American union leader (1928–2026)

Lillian Davis Roberts (January 2, 1928 – July 9, 2026) was an American union leader who served from 2002 through 2014 as the executive director of District Council 37 (DC37), the largest municipal union in New York City.

==Life and career==
Roberts was born in Chicago on January 2, 1928 to Lillian and Henry Davis, a couple who migrated to Chicago in 1926 from Mississippi. The second of five children, Roberts won a scholarship to the University of Illinois Urbana Champaign in 1945, but financial difficulties forced her to return home. At age 18, she became a nurse's aide, working for $13 a week at the Chicago Lying-In Clinic.

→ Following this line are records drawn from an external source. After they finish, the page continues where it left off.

PR #6754, opened 2025-10-16
fix(chat): fix `stickToBottom` auto scroll behavior

FabienMotte:
**Summary**

This PR fixes the auto-scroll issue with the `stickToBottom` library in the chat when scrolling near the bottom.

**Result**

| Before | After |
|--------|--------|
| <video src="https://github.com/user-attachments/assets/2d40d613-6b85-402f-9053-e410964f0145"> | <video src="https://github.com/user-attachments/assets/0185e169-255c-4fa2-8038-6f43b72657a9"> |

### DIFF
--- a/packages/instantsearch-ui-components/src/lib/stickToBottom.ts
+++ b/packages/instantsearch-ui-components/src/lib/stickToBottom.ts
@@ -125,17 +125,19 @@ const RETAIN_ANIMATION_DURATION_MS = 350;
 
 let mouseDown = false;
 
-document?.addEventListener('mousedown', () => {
-  mouseDown = true;
-});
+if (typeof document !== 'undefined') {
+  document.addEventListener('mousedown', () => {
+    mouseDown = true;
+  });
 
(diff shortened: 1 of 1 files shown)


packages/instantsearch-ui-components/src/lib/stickToBottom.ts
```diff
@@ -456,13 +456,13 @@ export const createStickToBottom = (
         setEscapedFromLock(false);
       }
 
-      if (!state.escapedFromLock && state.isNearBottom) {
+      if (!state.escapedFromLock && state.scrollDifference <= 2) {
```
Haroenv, line 459: this is the main fix right?

shaejaz (approved):

packages/instantsearch-ui-components/src/lib/stickToBottom.ts
FabienMotte: Yes!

Roberts was secretary of the University of Chicago Hospital local when she was invited by Victor Gotbaum to join his AFSCME union staff as a full-time organizer in Chicago in 1959. This began a professional relationship between Gotbaum and Roberts that lasted for decades. When Gotbaum became head of DC37, Roberts joined him in New York as a director of hospital field operations, and eventually became Associate Director in charge of organization. During her time as Associate Director, DC37's membership quadrupled to 125,000. In 1969, she led a series of rolling strikes against three hospitals in order to pressure New York Governor Nelson Rockefeller to hold an election for workers to select their representation; she was subsequently jailed for two weeks for defying New York's Taylor Law which prohibits state employees from striking.

In 1981, after events which decreased her power in DC37, she left the union and was appointed New York State Industrial Commissioner, the first black woman to hold such a high post in New York. From 1987 to 1992, she was senior vice president of Total Health Systems, an HMO. DC37 was involved in a major scandal in the late 1990s, and Roberts's return to DC37 as executive director in 2002 was seen, as noted in Roberts's words, as a return to that "old time religion". She retired at the end of 2014 and was succeeded by her associate Henry Garrido.

Roberts received the AFSCME Lifetime Achievement Award in 2014. In 2023, AFSCME established the Lillian Roberts Endowed Scholarship for union members and their children studying at School of Labor and Union Studies at the City University of New York.

Roberts died in Manhattan on July 9, 2026, at the age of 98.